=== DATA RECORDS ===
Issue #2852, opened 2022-08-03
Enable sourcemap files


ZeRego:
### Description

We don't generate source maps for the frontend package because Blueprint typing throws an error. 

We are disabling the source map generation:
```
        "start": "GENERATE_SOURCEMAP=false react-scripts start",
        "build": "GENERATE_SOURCEMAP=false react-scripts build",
```

[Blueprint open issue](https://github.com/palantir/blueprint/issues/5274)

### What problem does this solve?

Help debug errors in production.

ZeRego:
We are now using Vite so we can enable the source maps. We just need to optimise the chunks that are generated so it doesn't run out of memory. 
We can also reduce the bundle size by improving how we import libraries `import {Button} from 'example'` vs `import Button from 'example/Button'` but that depends on how the libraries are structured.

PR #5373, opened 2023-05-05
feat: add source maps

rephus:
Closes: #2852

### Description:

Now we have optimized/removed some of blueprint and we use vite, we can generate sourcemaps again

image

### DIFF
--- a/packages/frontend/vite.config.ts
+++ b/packages/frontend/vite.config.ts
@@ -35,6 +35,7 @@ export default defineConfig({
         // sourcemap: true,
         target: 'es2015',
         minify: true,
+        sourcemap: true, 
         rollupOptions: {
             output: {
                 manualChunks: mapManualChunks({


IrakliJani (commented):
build was failing 2 weeks ago. i dont think it will go through. there is an unresolved memory overflow problem with vite

joaoviana:
> bulls was failing 2 weeks ago. i dont think it will go through. there is an unresolved memory overflow problem with vite

Yea, tried it as well and couldn't find anything that would resolve it :/

rephus:
> bulls was failing 2 weeks ago. i dont think it will go through. there is an unresolved memory overflow problem with vite


You are right, it failed :( is it worth increasing the memory on github actions to build this ?  @owlas

owlas:
We can signup to a beta for larger runners if we need it. Apparently that's available to paid GitHub orgs

owlas:
@rephus do you know how much memory this consumed for you running it locally?

IrakliJani:
@owlas @rephus  I was testing it using this flag `export NODE_OPTIONS="--max-old-space-size=1024"` I think it needs around 6gb-s

rephus:
Adding memory as ENV didn't fix the issue

.github/workflows/main.yml
```diff
@@ -39,6 +39,8 @@ jobs:
       - name: Build and push
         id: docker_build
         uses: docker/build-push-action@v2
+        env: 
+          NODE_OPTIONS: --max-old-space-size=8192
```
IrakliJani, line 43: this only fixes the github test/build
shouldn't we add the same node options to docker build?

IrakliJani:
@rephus  before this I guess?
https://github.com/lightdash/lightdash/blob/338ebbcf499cf0170ed754f23051c51723d5cf62/dockerfile#L77

rephus:
> @rephus nice! seems like gh/render/docker all succeeded the build. I was looking to the diff, is yarn.lock change a necessity?

I think it is working now with some minimal changes

IrakliJani (approved):
✨✨✨

packages/frontend/vite.config.ts
```diff
@@ -35,6 +35,7 @@ export default defineConfig({
         // sourcemap: true,
```
joaoviana, line 35: nit-picking here, could you remove this comment pls? 😅

joaoviana (approved):
🚀

joaoviana (approved):
🚀

Issue #5350, opened 2023-05-03
Performance issues when parsing all warehouse results values


ZeRego:
### Description

Some warehouse clients have a `parseCell` function to normalize some of the data values.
===
# PROBLEM REQUIREMENTS
Each entry above is to be transcribed without alteration.

# THE ANSWER
Issue #2852, opened 2022-08-03
Enable sourcemap files


ZeRego:
### Description

We don't generate source maps for the frontend package because Blueprint typing throws an error. 

We are disabling the source map generation:
```
        "start": "GENERATE_SOURCEMAP=false react-scripts start",
        "build": "GENERATE_SOURCEMAP=false react-scripts build",
```

[Blueprint open issue](https://github.com/palantir/blueprint/issues/5274)

### What problem does this solve?

Help debug errors in production.

ZeRego:
We are now using Vite so we can enable the source maps. We just need to optimise the chunks that are generated so it doesn't run out of memory. 
We can also reduce the bundle size by improving how we import libraries `import {Button} from 'example'` vs `import Button from 'example/Button'` but that depends on how the libraries are structured.

PR #5373, opened 2023-05-05
feat: add source maps

rephus:
Closes: #2852

### Description:

Now we have optimized/removed some of blueprint and we use vite, we can generate sourcemaps again

image

### DIFF
--- a/packages/frontend/vite.config.ts
+++ b/packages/frontend/vite.config.ts
@@ -35,6 +35,7 @@ export default defineConfig({
         // sourcemap: true,
         target: 'es2015',
         minify: true,
+        sourcemap: true, 
         rollupOptions: {
             output: {
                 manualChunks: mapManualChunks({


IrakliJani (commented):
build was failing 2 weeks ago. i dont think it will go through. there is an unresolved memory overflow problem with vite

joaoviana:
> bulls was failing 2 weeks ago. i dont think it will go through. there is an unresolved memory overflow problem with vite

Yea, tried it as well and couldn't find anything that would resolve it :/

rephus:
> bulls was failing 2 weeks ago. i dont think it will go through. there is an unresolved memory overflow problem with vite


You are right, it failed :( is it worth increasing the memory on github actions to build this ?  @owlas

owlas:
We can signup to a beta for larger runners if we need it. Apparently that's available to paid GitHub orgs

owlas:
@rephus do you know how much memory this consumed for you running it locally?

IrakliJani:
@owlas @rephus  I was testing it using this flag `export NODE_OPTIONS="--max-old-space-size=1024"` I think it needs around 6gb-s

rephus:
Adding memory as ENV didn't fix the issue

.github/workflows/main.yml
```diff
@@ -39,6 +39,8 @@ jobs:
       - name: Build and push
         id: docker_build
         uses: docker/build-push-action@v2
+        env: 
+          NODE_OPTIONS: --max-old-space-size=8192
```
IrakliJani, line 43: this only fixes the github test/build
shouldn't we add the same node options to docker build?

IrakliJani:
@rephus  before this I guess?
https://github.com/lightdash/lightdash/blob/338ebbcf499cf0170ed754f23051c51723d5cf62/dockerfile#L77

rephus:
> @rephus nice! seems like gh/render/docker all succeeded the build. I was looking to the diff, is yarn.lock change a necessity?

I think it is working now with some minimal changes

IrakliJani (approved):
✨✨✨

packages/frontend/vite.config.ts
```diff
@@ -35,6 +35,7 @@ export default defineConfig({
         // sourcemap: true,
```
joaoviana, line 35: nit-picking here, could you remove this comment pls? 😅

joaoviana (approved):
🚀

joaoviana (approved):
🚀

Issue #5350, opened 2023-05-03
Performance issues when parsing all warehouse results values


ZeRego:
### Description

Some warehouse clients have a `parseCell` function to normalize some of the data values.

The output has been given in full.